Everyone knows that the asteroid that crashed into Earth 65.5 million years ago caused or at least accelerated the extinction of non-avian dinosaurs, but also caused mass extinctions in the oceans. Interestingly, however, the extinction rate was significantly lower for organisms that resided in inland lakes and rivers.
Part of the scientific community now believes it can explain this gap: According to a study published in 2013, the biological adaptations that certain organisms developed to survive in a freshwater environment also protected them from months of freezing darkness after the asteroid impact.
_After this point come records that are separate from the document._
PR #351, opened 2022-08-29
Task "Js pre oop"

DmitryHniezdilov:
### A Tiny JS World

[Demo](https://dmitryhniezdilov.github.io/task-a-tiny-JS-world/) |
[Code base](https://github.com/DmitryHniezdilov/task-a-tiny-JS-world/tree/gh-pages)

Please, review.

### DIFF
--- a/submissions/DmitryHniezdilov/task-a-tiny-JS-world/index.js
+++ b/submissions/DmitryHniezdilov/task-a-tiny-JS-world/index.js
@@ -34,7 +34,7 @@ const bear = {
   saying: "Think, think, think!",
 };
 
-const men = {
+const man = {
   species: "human",
   name: "Artur",
   gender: "male",
@@ -43,7 +43,7 @@ const men = {
   saying: "Do not borrow tomorrow's troubles today.",
 };
 
-const women = {
+const woman = {
   species: "human",
   name: "Marilyn",
   gender: "female",
@@ -52,12 +52,12 @@ const women = {
   saying: "A career is born in public – talent in privacy.",
 };
 
-const listOfInhabitants = [dog, cat, bear, men, women];
+const listOfInhabitants = [dog, cat, bear, man, woman];
 
 // ======== OUTPUT ========
 
-listOfInhabitants.forEach(
-  ({ species, name, gender, legs, hands, saying } = item) => {
-    print(`${species}; ${name}; ${gender}; ${legs}; ${hands}; ${saying}`);
-  }
-);
+listOfInhabitants.forEach((item) => {
+  const separator = "; ";
+  const listOfValues = Object.values(item).join(separator);
+  print(listOfValues);
+});
--- a/submissions/DmitryHniezdilov/task-a-tiny-JS-world/index.js
+++ b/submissions/DmitryHniezdilov/task-a-tiny-JS-world/index.js
@@ -1,0 +1,63 @@
+/* Refer to https://github.com/OleksiyRudenko/a-tiny-JS-world for the task details
+   Complete the below for code reviewers' convenience:
+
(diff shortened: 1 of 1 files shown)


submissions/DmitryHniezdilov/task-a-tiny-JS-world/index.js
```diff
@@ -0,0 +1,63 @@
...
+  saying: "A career is born in public – talent in privacy.",
+};
+
+const listOfInhabitants = [dog, cat, bear, men, women];
+
+// ======== OUTPUT ========
+
+listOfInhabitants.forEach(
+  ({ species, name, gender, legs, hands, saying } = item) => {
+    print(`${species}; ${name}; ${gender}; ${legs}; ${hands}; ${saying}`);
```
artem-trubin, line 61: There is a pattern here. A repeated action. Imagine a situation where you would need to change `;` with some other separator, it wouldn't be quick here if there would be more properties. Find a way to specify properties to print and then automate the output.

submissions/DmitryHniezdilov/task-a-tiny-JS-world/index.js
```diff
@@ -0,0 +1,63 @@
...
+const bear = {
+  species: "character",
+  name: "Winnie",
+  gender: "male",
+  legs: 4,
+  hands: 0,
+  saying: "Think, think, think!",
+};
+
+const men = {
```
artem-trubin, line 37: `men` and `women` are plurals. Your objects describe a single man and a single woman.

artem-trubin (changes requested):
Hi, nice work, let's improve it a little.

submissions/DmitryHniezdilov/task-a-tiny-JS-world/index.js
DmitryHniezdilov: THX for the correction. I'm confused 😕

submissions/DmitryHniezdilov/task-a-tiny-JS-world/index.js
DmitryHniezdilov: THX for the explanation. I made the same automated output. Done

submissions/DmitryHniezdilov/task-a-tiny-JS-world/index.js
```diff
@@ -0,0 +1,63 @@
...
+  saying: "A career is born in public – talent in privacy.",
+};
+
+const listOfInhabitants = [dog, cat, bear, man, woman];
+
+// ======== OUTPUT ========
+
+listOfInhabitants.forEach((item) => {
+  const separator = "; ";
+  const listOfValues = Object.values(item).join(separator);
```
artem-trubin, line 61: Okay you're almost there. Task specifies not to use methods like `Object.values` and similar to them. Using them, you cannot rely on properties' order and presence. You can specify properties by hand, though.

artem-trubin (changes requested):

submissions/DmitryHniezdilov/task-a-tiny-JS-world/index.js
DmitryHniezdilov: THX for the correction. I hope that it's ok.

DmitryHniezdilov: This code I updated only in the work branch in the current repo :
https://github.com/DmitryHniezdilov/task-a-tiny-JS-world/blob/task-a-tiny-JS-world/index.js.

artem-trubin (approved):
Nice idea! Clever use of reduce.

DmitryHniezdilov:
Thank you.

PR #375, opened 2022-08-31
Tiny js world

VladimirRutskiy:
### OOP exercise

[Demo](https://vladimirrutskiy.github.io/a-tiny-JS-world/) |
[Code base](https://github.com/VladimirRutskiy/a-tiny-JS-world)

Please, review.


VladimirRutskiy:
i have completed self-checks

OleksiyRudenko:
@VladimirRutskiy 
I am confused: is it code for `TJSW` or for `OOP Exercise`?

VladimirRutskiy:
@OleksiyRudenko  It's code for "10. OOP exercise - practice from Advanced Topics list " task

artem-trubin (changes requested):
Hi! I don't see any code that should create instances of your classes or print their info. It seems that this file is incomplete. Can you fix this, please?

VladimirRutskiy:
@artem-trubin I'm so sorry. I didn't notice that the file was partly fill

submissions/VolodymyrRutskyi/tiny-js-world/index.js
```diff
@@ -1,90 +1,52 @@
...
+      this.saying = saying;
+      this.props = ['species', 'name', 'gender', 'legs', 'saying']
+   }
+   showProps() {
+      return this.props.map(prop => this[prop]).join('; ');
+   }
+}
+
+class Human extends Inhabitant{
+   constructor (species, name, gender, saying){
```
artem-trubin, line 16: Are you sure a `Human` needs a `species` here? A human can only be human, isn't it?

submissions/VolodymyrRutskyi/tiny-js-world/index.js
```diff
@@ -1,90 +1,52 @@
...
+      super(species, name, gender, 2, saying);
+      this.hands = 2;
+      this.props = [...this.props, 'hands']
+   }
+}
+class Woman extends Human{
+   constructor(name, gender, saying){
+      super('woman', name, gender, saying)
```
artem-trubin, line 24: A woman can only be female, so there's no need to ask for a gender in the constructor here.

artem-trubin (changes requested):
Hey, nice work. Let's make it better. See the comments below.

VladimirRutskiy:
@artem-trubin Thank you. I fixed all remarks

artem-trubin (approved):
Good job!

submissions/VolodymyrRutskyi/tiny-js-world/index.js
```diff
@@ -1,90 +1,52 @@
...
+   showProps() {
+      return this.props.map(prop => this[prop]).join('; ');
+   }
+}
+
+class Human extends Inhabitant{
+   constructor (name, gender, saying){
+      super('human', name, gender, 2, saying);
+      this.hands = 2;
+      this.props = [...this.props, 'hands']
```
OleksiyRudenko, line 19: It is generally a bad practice to directly change properties that are owned by the base class.
Every class should handle its own properties i.e. encapsulate both properties and behaviour.
The same refers to `Inhabitant#showProps`.
Let every class handle properties it owns.
Use method overloading to provide seamless user experience.
You will benefit from explicit call to inherited version of the methos via `super`.
Task and original project materials offer links to the articles that you will find helpful.

OleksiyRudenko (changes requested):
@VladimirRutskiy very well done!
Although need to improve it for the sake of OOP compliance, which in its turn will make code maintainable and extensible, concerns will be separated across classes.

submissions/VolodymyrRutskyi/tiny-js-world/index.js
VladimirRutskiy: I have fixed

OleksiyRudenko (changes requested):
@VladimirRutskiy make a step back.
`legs` were right where they belonged.
My comment referred to `this.prop` direct assignment in a child class.
Actually, you do not need `this.props` at all. It is brought from pre-OOP version obviously, and there it was a workaround. OOP paradigm helps to avoid that sort of workarounds.
Let's restore previous version. I will explain some theory on that and we will rather merge that previous version. It was better.

artem-trubin (approved):
Good job!

PR #376, opened 2022-08-31
a tiny js world

drewzag:
### A Tiny JS World

[Demo](https://drewzag.github.io/a-tiny-JS-world/) |
[Code base](https://github.com/drewzag/a-tiny-JS-world)

Please, review.

### DIFF
--- a/submissions/drewzag/a-tiny-js-world/index.js
+++ b/submissions/drewzag/a-tiny-js-world/index.js
@@ -1,0 +1,61 @@
+/* Refer to https://github.com/OleksiyRudenko/a-tiny-JS-world for the task details
+   Complete the below for code reviewers' convenience:
+
+   Code repository: https://github.com/drewzag/a-tiny-JS-world
+   Web app: https://drewzag.github.io/a-tiny-JS-world/
+   */
+
+// ======== OBJECTS DEFINITIONS ========
+
+const dog = {
+  species: 'dog',
+  name: 'Jack',
+  gender: 'male',
+  legs: 4,
+  hands: 0,
+  saying: 'bark-bark!',
+}
+
+const cat = {
+  species: 'cat',
+  name: 'Tom',
+  gender: 'male',
+  legs: 4,
+  hands: 0,
+  saying: 'meow',
+}
+
+const woman = {
+  species: 'human',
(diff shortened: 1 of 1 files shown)


submissions/drewzag/a-tiny-js-world/index.js
```diff
@@ -0,0 +1,61 @@
...
+  legs: 2,
+  hands: 2,
+  saying: cat.saying,
+}
+
+// ======== OUTPUT ========
+
+const inhabitants = [dog, cat, woman, man, catWoman]
+
+const printInhabitants = (inhabitants) => Object.values(inhabitants).join('; ')
```
artem-trubin, line 59: Doesn't this function receive 1 inhabitant?

artem-trubin, line 59: The task specifically states not to use methods like `Object.values` and other similar ones.

submissions/drewzag/a-tiny-js-world/index.js
```diff
@@ -0,0 +1,61 @@
...
+  saying: 'Dobriy den, everybody!',
+}
+
+const catWoman = {
+  species: 'cat-human',
+  name: 'Cat Marry',
+  gender: 'female',
+  legs: 2,
+  hands: 2,
+  saying: cat.saying,
```
artem-trubin, line 52: If we change `cat.saying`, would `catWoman.saying` change too? The task requires it to do so.

artem-trubin (changes requested):
Hey, nice work, let's improve it. Check the comments below.

submissions/drewzag/a-tiny-js-world/index.js
drewzag: honestly, I think yes, it would change)

drewzag:
@artem-trubin thanks for review)

submissions/drewzag/a-tiny-js-world/index.js
drewzag: Oh, sorry) I totally forget about getter and setter

artem-trubin (approved):
That's one way of doing this, good job! You could've also used `bind` method or connected them with prototyping.

PR #381, opened 2022-08-31
Add Tiny JS World task

AriadnaKravchuk:
### A Tiny JS World

[Demo](https://ariadnakravchuk.github.io/a-tiny-JS-world) |
[Code base](https://github.com/AriadnaKravchuk/a-tiny-JS-world)

Please, review.

### DIFF
--- a/submissions/AriadnaKravchuk/tiny-js-world/index.js
+++ b/submissions/AriadnaKravchuk/tiny-js-world/index.js
@@ -59,15 +59,17 @@ const catWoman = {
 
 // ======== OUTPUT ========
 
-function printInhabitant(inhabitant) {
-   let result = "";
-
-   for (let val in inhabitant) {
-      result += inhabitant[val] + "; ";
-   }
-
-   print(result);
-}
-
 const inhabitants = [dog, cat, man, woman, catWoman];
-inhabitants.forEach(printInhabitant);
+const keys = [
+   "species",
+   "name",
+   "gender",
+   "legs",
+   "hands",
+   "saying",
+   "friends",
+];
+
+inhabitants.forEach((inhabitant) =>
+   print(keys.map((key) => inhabitant[key]).join("; "))
+);
--- a/submissions/AriadnaKravchuk/tiny-js-world/index.js
+++ b/submissions/AriadnaKravchuk/tiny-js-world/index.js
@@ -14,7 +14,7 @@ const dog = {
    legs: 4,
    hands: 0,
    saying: "woof-woof!",
-   friends: "Cake",
+   friends: "Cake"
 };
 
 const cat = {
@@ -24,7 +24,7 @@ const cat = {
    legs: 4,
    hands: 0,
    saying: "meow!",
-   friends: ["Pie", "Selina"],
+   friends: ["Pie", "Selina"]
 };
 
 const man = {
@@ -34,7 +34,7 @@ const man = {
    legs: 2,
    hands: 2,
    saying: "Hello!",
-   friends: "Dominica",
+   friends: "Dominica"
 };
 
 const woman = {
@@ -44,7 +44,7 @@ const woman = {
    legs: 2,
    hands: 1,
    saying: "Hello!",
-   friends: ["Dominic", "Selina"],
+   friends: ["Dominic", "Selina"]
 };
 
 const catWoman = {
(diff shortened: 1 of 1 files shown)


AriadnaKravchuk:
I completed self-checks

submissions/AriadnaKravchuk/tiny-js-world/index.js
```diff
@@ -0,0 +1,75 @@
...
+   friends: ["Dominic", "Selina"]
+};
+
+const catWoman = {
+   species: "human",
+   name: "Selina",
+   gender: "female",
+   legs: 2,
+   hands: 2,
+   saying: cat.saying,
```
artem-trubin, line 56: If we change `cay.saying`, would `catWoman.saying` change as well? The task requires catwoman to always say what the cat does.

artem-trubin (changes requested):
Hey, nice work! Let's add an improvement, check the comment below.

artem-trubin:
It works now, good job!

AriadnaKravchuk:
> It works now, good job!

Thanks, and I have a question. What constants should be written in uppercase? (or I need use uppercase for all constant).

artem-trubin:
> > It works now, good job!
> 
> Thanks, and I have a question. What constants should be written in uppercase? (or I need use uppercase for all constants).

## ALL UPPERCASE. LIKE THIS.

In all uppercase are usually those constants that are like "settings" if you know what I mean. Those that you write globally in the start of the file, like "MAIN_BUTTON_COLOR". Something that will 100% never change in the program and if it should be changed, you would go to this constant and change it there by hand. Or, sometimes, if you want to have some kind of string-based state, like a status or something. Imagine a flight as an object and you want to add a property `flight.status` that can be one of some different string statuses, like `in-progress`, `landed`, `setting-off` or something like this. To prevent yourself from making a simple mistake in these strings further in code, these could be defined as global constants like this:
```js
const STATUS_IN_PROGRESS = 'in-progress'
const STATUS_LANDED = 'landed'
const STATUS_SETTING_OFF = 'setting-off`

if (flight.status === STATUS_IN_PROGRESS) { // ...
```

This gives you several advantages:
1. When you type `STATUS_`, your code editor probably hands you all statuses as a hint, since they're in the global scope.
2. Protects you from typos on the building stage, since you'll just get an error if you write a non-existant variable name.

## FirstLetterUppercase. LikeThis.
This style is usually used to describe a class or a constructor function. Something that can later spawn instances of itself. Like **I**nhrabitant can spawn **i**nhabitants.

I hope I was descriptive enough, feel free to ask more questions. Here's a cute possum for your curiosity:

image

AriadnaKravchuk:
> > > It works now, good job!
> > 
> > 
> > Thanks, and I have a question. What constants should be written in uppercase? (or I need use uppercase for all constants).
> 
> ## ALL UPPERCASE. LIKE THIS.
> In all uppercase are usually those constants that are like "settings" if you know what I mean. Those that you write globally in the start of the file, like "MAIN_BUTTON_COLOR". Something that will 100% never change in the program and if it should be changed, you would go to this constant and change it there by hand. Or, sometimes, if you want to have some kind of string-based state, like a status or something. Imagine a flight as an object and you want to add a property `flight.status` that can be one of some different string statuses, like `in-progress`, `landed`, `setting-off` or something like this. To prevent yourself from making a simple mistake in these strings further in code, these could be defined as global constants like this:
> 
> ```js
> const STATUS_IN_PROGRESS = 'in-progress'
> const STATUS_LANDED = 'landed'
> const STATUS_SETTING_OFF = 'setting-off'
> 
> if (flight.status === STATUS_IN_PROGRESS) { // ...
> ```
> 
> In fact, you're still operating string values, but in code - they're wrapped in constants.
> 
> This gives you several advantages:
> 
> 1. When you type `STATUS_`, your code editor probably hands you all statuses as a hint, since they're in the global scope.
> 2. Protects you from typos on the building stage, since you'll just get an error if you write a non-existant variable name.
> 
> ## FirstLetterUppercase. LikeThis.
> This style is usually used to describe a class or a constructor function. Something that can later spawn instances of itself. Like **I**nhrabitant can spawn **i**nhabitants.
> 
> I hope I was descriptive enough, feel free to ask more questions. Here's a cute possum for your curiosity:
> 
> image

So, object like cat, dog etc should be written in FirstLetterUppercase?

artem-trubin:
No, regular objects are lowercase. If it's a class or a constructor function (in other words, something that can create instances) - then we use FirstLetterUppercase.

AriadnaKravchuk:
> No, regular objects are lowercase. If it's a class or a constructor function (in other words, something that can create instances) - then we use FirstLetterUppercase.

Okay, thank you!

PR #384, opened 2022-09-01
Memory pair game

Tedzury:
### Memory pair game

[Demo](https://tedzury.github.io/Memory_pair_game/) |
[Code base](https://github.com/Tedzury/Memory_pair_game)

Please, review.

### DIFF
--- a/submissions/Oleksii_Drohachov/Memory_pair_game/script.js
+++ b/submissions/Oleksii_Drohachov/Memory_pair_game/script.js
@@ -1,0 +1,244 @@
+const mainContainer = document.querySelector('.container')
+const modal = document.querySelector('.modal__container');
+const modalBtn = document.querySelector('.modal__btn');
+const gameboard = document.querySelector('.gameboard');
+const scoreCount = document.querySelector('.score__container');
+
+
+
+renderModal('You are welcome, my friend ! Wanna play some memory game to endure your mind and become more powerfull ? Try to find pairs of cards as fast as you can! Tap the button to begin... ', 'START THE GAME')
+
+function renderModal(titleText, btnText) {
+
+    const modalWrapper = document.createElement('div');
+    modalWrapper.classList.add('modal__wrapper');
+    const modalTitle = document.createElement('p');
+    modalTitle.classList.add('modal__title');
+    modalTitle.textContent = titleText;
+    const modalBtn = document.createElement('button');
+    modalBtn.classList.add('modal__btn');
+    modalBtn.textContent = btnText;
+    modalBtn.addEventListener('click', startGame)
+    const closeBtn = document.createElement('button');
+    closeBtn.classList.add('modal__btn');
+    closeBtn.textContent = 'NO, THANKS';
+    closeBtn.addEventListener('click', hideModal);
+
+    modalWrapper.append(modalTitle);
+    modalWrapper.append(modalBtn);
+    modalWrapper.append(closeBtn);
+
+    modal.append(modalWrapper);
+    modal.classList.add('shown');
+}
+
+function renderModalForReset() {
+    renderModal('Are you sure, you want to restart the game?', 'RESET')
+}
+
+function renderModalAfterWin() {
+    renderModal('Good job my friend! You became even stronger! Want to start one more time?', 'RESET')
+}
+
+function hideModal() {
+    modal.classList.remove('shown');
+    modal.innerHTML ='';
+}
+
+function startGame() {  
+    scoreCount.innerHTML = '';
+    gameboard.innerHTML = '';
+    modal.innerHTML = '';
+    modal.classList.remove('shown');
+    prepareGame();
+}
+
+function prepareGame() {
+
+    const cardsArray = [
+        {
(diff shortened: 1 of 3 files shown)


Tedzury:
Nooooo, bot, I'm not stale, I'm still here !

Tedzury:
I'm still here...

Tedzury:
UAT - done. Feel myself ready for review.

submissions/Oleksii_Drohachov/Memory_pair_game/script.js
```diff
@@ -0,0 +1,220 @@
...
+function prepareGame() {
+  const cardsArray = [
+    {
+      name: "beast",
+      path: "img/Beast.jpg",
+    },
+    {
+      name: "beast",
+      path: "img/Beast.jpg",
+    },
```
A-Ostrovnyy, line 68: No need to duplicate card items

submissions/Oleksii_Drohachov/Memory_pair_game/script.js
```diff
@@ -0,0 +1,220 @@
...
+    {
+      name: "metal",
+      path: "img/Metal.jpg",
+    },
+    {
+      name: "metal",
+      path: "img/Metal.jpg",
+    },
+  ];
+  let shuffled = [...cardsArray];
```
A-Ostrovnyy, line 110:
```suggestion
  let shuffled = [...cardsArray, ...cardsArray];
```
Also, if you don't reassign it use const instead.

submissions/Oleksii_Drohachov/Memory_pair_game/script.js
```diff
@@ -0,0 +1,220 @@
...
+      card.append(frontPage);
+      card.append(backPage);
+      cardWrapper.append(card);
+    });
+    gameboard.append(cardWrapper);
+  }
+
+  function cardsHandler() {
+    const cards = document.querySelectorAll(".card");
+    cards.forEach((card) => card.addEventListener("click", flipCard));
```
A-Ostrovnyy, line 163: User event delegation. [Read more](https://davidwalsh.name/event-delegation)

submissions/Oleksii_Drohachov/Memory_pair_game/script.js
```diff
@@ -0,0 +1,220 @@
...
+
+    let hasFlipped = false;
+    let lockBoard = false;
+    let firstCard, secondCard;
+
+    function flipCard() {
+      if (lockBoard) return;
+      if (this === firstCard) return;
+
+      this.classList.add("flip");
```
A-Ostrovnyy, line 173: You can easily lose context and the corresponding value of `this` pass selected card as a parameter for the function.

A-Ostrovnyy (changes requested):
Good work!

Tedzury:
Good day. Fixed everuthing you mentioned, applied Event delegation to gameboard, so slightly reefactored game logic, some tricks with event targets. Also refactored modal rendering, put out making of modal from function, in func changing only modal text and button title.

submissions/Oleksii_Drohachov/Memory_pair_game/script.js
```diff
@@ -0,0 +1,203 @@
...
+      card.append(backPage);
+      cardWrapper.append(card);
+    });
+    gameboard.append(cardWrapper);
+  }
+
+  function cardsHandler() {
+    gameboard.addEventListener("click", ({ target }) => {
+      if (
+        target.parentElement.classList.contains("card") &&
```
A-Ostrovnyy, line 132: Don't use constructions like children[0], firstElementChild, parentNode, nextSibling, etc. In such way, you rely on the order of DOM elements. So in case when you will have changed design - your code will be broken. Which is bad, obviously. Use querySelector or closest, if in event, instead. [Read more](https://developer.mozilla.org/en-US/docs/Web/API/Element/closest)

submissions/Oleksii_Drohachov/Memory_pair_game/script.js
```diff
@@ -0,0 +1,203 @@
...
+}
+
+function startGame() {
+  scoreCount.innerHTML = "";
+  gameboard.innerHTML = "";
+  hideModal();
+  prepareGame();
+}
+
+function prepareGame() {
```
A-Ostrovnyy, line 49: Your function calls `prepareGame` but inside this function, you describe all game logic.
Single responsibility - your functions should do only one job. As an example function in which you fetch users should only fetch them and not render, transform or process them in other ways. All these things should be done in another place, outside your function. The same applied to the sort function, which usually does all types of sorting 😉

A-Ostrovnyy (changes requested):
Good progress!

Tedzury:
Good day. Applied target.closest to define clicked card. Also refactored prepare game function, splited it to func, that renders gameboard, func, that handles card click and resposible for game logic, and separetely pulled out rendering of scoreboard. Now it's rendered only once and then changing only one number of score. Previosly scoreboard was deleted everytime game resets.

PR #388, opened 2022-09-01
DOM task

franchukv:
### DOM

[Demo](https://franchukv.github.io/dom-practice/) |
[Code base](https://github.com/franchukv/dom-practice)

Please, review.


franchukv:
Self-check done.

submissions/franchukv/dom-api/script.js
```diff
@@ -0,0 +1,137 @@
...
+    for (item in data) {
+        let navItem = document.createElement('li');
+        navItem.classList.add('cards__item');
+
+        let h3 = document.createElement('h3');
+        h3.classList.add('cards__title');
+        h3.textContent = item;
+        navItem.appendChild(h3);
+
+        navigation.append(navItem);
```
A-Ostrovnyy, line 107: Adding elements to DOM from a loop is a bad practice. A browser will run reflow and repaint for every element in the loop. Instead, you can:

1. Use append method, which can add several elements in one operation.
2. Create some wrapper, add your items to the wrapper and then add it to DOM. It will be one operation.
3. Clone current container. Add items to a container and then replace your old container with a new one. But be aware of event listeners.
4. Use innerHTML instead.

submissions/franchukv/dom-api/script.js
```diff
@@ -0,0 +1,137 @@
...
+
+    const title = document.createElement('h2');
+    title.classList.add('content-title');
+    title.textContent = item;
+    mainContent.append(title);
+
+    const text = document.createElement('div');
+    text.classList.add('content-text');
+    text.innerHTML = data[item].text;
+    mainContent.append(text);
```
A-Ostrovnyy, line 127: You can use a [template string](https://developer.mozilla.org/en-US/docs/Web/JavaScript/Reference/Template_literals) to define the whole item markup instead of texting all these lines.

submissions/franchukv/dom-api/script.js
```diff
@@ -0,0 +1,137 @@
...
+
+    createContent(event.target.textContent);
+}
+
+function createNavigation(item) {
+    for (item in data) {
+        let navItem = document.createElement('li');
+        navItem.classList.add('cards__item');
+
+        let h3 = document.createElement('h3');
```
A-Ostrovnyy, line 102: In your navigation user clicks on the heading. The heading is not an interactive element, use the corresponding HTML tag for that.

A-Ostrovnyy (changes requested):
Good work!
It will be nice to highlight selected element in navigation.

franchukv:
Done all recommendations from latest review.

A-Ostrovnyy (approved):
Well done, for the future, don't resolve comments, it's for authors)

“Freshwater organisms are resilient to physical and chemical fluctuations far beyond what marine organisms can withstand,” says William Lewis, co-author of the study and freshwater specialist at the University of Colorado.
Therefore, in freshwater environments, many organisms are adapted to freeze-thaw cycles and periods of oxygen deprivation. Most enter a dormant state, hibernating or burying their eggs in mud, behavior that could have allowed them to avoid the worst consequences of the impact.
“Quietness also exists in the marine environment,” explains Lewis, “but it is an unusual behavior because it is not necessary for most organisms.” »
These results, published online in the Journal of Geophysical Research – Biogeosciences, provide a level of specificity that the field desperately needed after a long time mired in generalities, experts lament.
“So far, I think efforts have focused on the collapse of the food chain to explain the extinction of certain groups,” says Alison Murray, a paleontologist at the University of Alberta in Canada who was not involved in the study.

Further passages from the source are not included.